I also think values are far less fragile than is commonly assumed in alignment circles. In the standard failure story around value alignment, there's a human who has some mysterious "true" values (that they can't access), and an AI that learns some inscrutable "true" values (that the human can't precisely control because of inner misalignment issues). Thus, the odds of the AI's somewhat random "true" values perfectly matching the human's unknown "true" values seem tiny, and any small deviation between these two means the future is lost forever.
(In the discrete framing, any divergence means that the AI has no part of it that concerns itself with "true" human values)
But in the continuous perspective, there are no "true" values. There is only the continuous distribution over possible values that one could instantiate in various situations. A Gaussian distribution does not have anything like a "true" sample that somehow captures the entire distribution at once, and neither does a human or an AI's distribution over possible values.

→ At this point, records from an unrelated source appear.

Issue #51, opened 2020-10-26
Return error response in case of errors


bwplotka:
Wonder if we are doing right think on error case :thinking: 

```
func (r *routes) query(w http.ResponseWriter, req *http.Request) {
	expr, err := parser.ParseExpr(req.FormValue("query"))
	if err != nil {
		return
	}

	e := NewEnforcer([]*labels.Matcher{
		{
			Name:  r.label,
			Type:  labels.MatchEqual,
			Value: mustLabelValue(req.Context()),
		},
	}...)
	if err := e.EnforceNode(expr); err != nil {
		return
	}

	q := req.URL.Query()
	q.Set("query", expr.String())
	req.URL.RawQuery = q.Encode()

	r.handler.ServeHTTP(w, req)
}
```

Shouldn't we do some http.Error at least? :thinking:

simonpasquier:
I thought the same while reviewing your PR. Maybe @brancz @s-urbaniak have more insights?

s-urbaniak:
I believe I stumbled across this quite some time ago and I agree it is non obvious what happens, but effectively currently a parser failure will:

- return http status code 200 (debatable)
- will return an empty body (debatable)
- will not execute an upstream query (good)

We could return StatusBadRequest (400) instead, wdyt?

But somehow I have a dejavu as I am sure I asked this question OOB to @brancz :smile:

brancz:
Error on parsing should be a 400, error on enforcing should be a 500 I think.

jan--f:
Does #67 (at least partially) address this?

PR #97, opened 2021-12-13
fix: returning correct http status code in case of failures

prashbnair:
Fixes  https://github.com/prometheus-community/prom-label-proxy/issues/51

Signed-off-by: Prashant Balachandran <pnair@redhat.com>

### DIFF
--- a/injectproxy/routes.go
+++ b/injectproxy/routes.go
@@ -75,7 +75,7 @@ func WithPassthroughPaths(paths []string) Option {
 	})
 }
 
-// ErrorOnReplace causes the proxy to return 403 if a label matcher we want to
+// WithErrorOnReplace causes the proxy to return 400 if a label matcher we want to
 // inject is present in the query already and matches something different
 func WithErrorOnReplace() Option {
 	return optionFunc(func(o *options) {
@@ -294,8 +294,13 @@ func (r *routes) query(w http.ResponseWriter, req *http.Request) {
 	// enforce in both places.
 	q, found1, err := enforceQueryValues(e, req.URL.Query())
 	if err != nil {
-		if _, ok := err.(IllegalLabelMatcherError); ok {
+		switch err.(type) {
+		case IllegalLabelMatcherError:
 			http.Error(w, err.Error(), http.StatusBadRequest)
+		case queryParseError:
+			http.Error(w, err.Error(), http.StatusBadRequest)
+		case enforceLabelError:
+			http.Error(w, err.Error(), http.StatusInternalServerError)
 		}
 		return
 	}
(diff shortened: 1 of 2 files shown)


injectproxy/routes.go
```diff
@@ -405,3 +420,27 @@ func matchersToString(ms ...*labels.Matcher) string {
...
+type QueryParseError struct {
+	msg string
+}
+
+func (e QueryParseError) Error() string {
+	return e.msg
+}
+
+func newQueryParseError(err error) QueryParseError {
+	return QueryParseError{msg: fmt.Sprintf("Error parsing query string %s", err.Error())}
```
squat, line 433: Perhaps we should quote here to clarify where exactly the query starts and ends
```suggestion
	return QueryParseError{msg: fmt.Sprintf("Error parsing query string %q", err.Error())}
```

squat: Error strings typically start with lower case letters so they can be wrapped:
```suggestion
	return QueryParseError{msg: fmt.Sprintf("error parsing query string %s", err.Error())}
```

injectproxy/routes.go
```diff
@@ -405,3 +420,27 @@ func matchersToString(ms ...*labels.Matcher) string {
...
+type EnforceLabelError struct {
+	msg string
+}
+
+func (e EnforceLabelError) Error() string {
+	return e.msg
+}
+
+func newEnforceLabelError(err error) EnforceLabelError {
+	return EnforceLabelError{msg: fmt.Sprintf("Error enforcing label %s", err.Error())}
```
squat, line 445: Here too:
```suggestion
	return EnforceLabelError{msg: fmt.Sprintf("error enforcing label %q", err.Error())}
```

injectproxy/routes.go
```diff
@@ -405,3 +420,27 @@ func matchersToString(ms ...*labels.Matcher) string {
...
+
+func (e QueryParseError) Error() string {
+	return e.msg
+}
+
+func newQueryParseError(err error) QueryParseError {
+	return QueryParseError{msg: fmt.Sprintf("Error parsing query string %s", err.Error())}
+}
+
+type EnforceLabelError struct {
```
squat, line 436: Does this need to be exported or can we keep it lower case? If it really must be exported, then please add comment to document it
```suggestion
type enforceLabelError struct {
```

injectproxy/routes.go
```diff
@@ -405,3 +420,27 @@ func matchersToString(ms ...*labels.Matcher) string {
 	}
 	return fmt.Sprintf("{%v}", strings.Join(el, ","))
 }
+
+type QueryParseError struct {
```
squat, line 424: Here too re: exporting
```suggestion
type queryParseError struct {
```

squat (commented):
Thanks for doing this @prashbnair, it's long overdue. I just have a few comments

injectproxy/routes.go
prashbnair: Done

injectproxy/routes.go
prashbnair: Done

injectproxy/routes.go
prashbnair: Done

injectproxy/routes.go
prashbnair: Done

simonpasquier (approved):
lgtm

Instead, the human and AI both have distributions over their respective values, and these distributions can overlap to a greater or lesser degree. In particular, this means partial value alignment is possible. One tiny failure does not make the future entirely devoid of value.
(Important note: this is a distribution over values, as in, each point in this space represents a value. It's a space of functions, where each function represents a value[1].)
Obviously, we prefer more overlap to less, but an imperfect representation of our distribution over values is still valuable, and are far easier to achieve than near-perfect overlaps.
I am deliberately being agnostic about what exactly a "value" is and how they're implemented. I think the argument holds regardless.
The initial distribution of values need not be highly related to the resultant values after moral philosophy and philosophical self-reflection. Optimizing hedonistic utilitariansm, for example, looks very little like any values from the outer optimization loop of natural selection.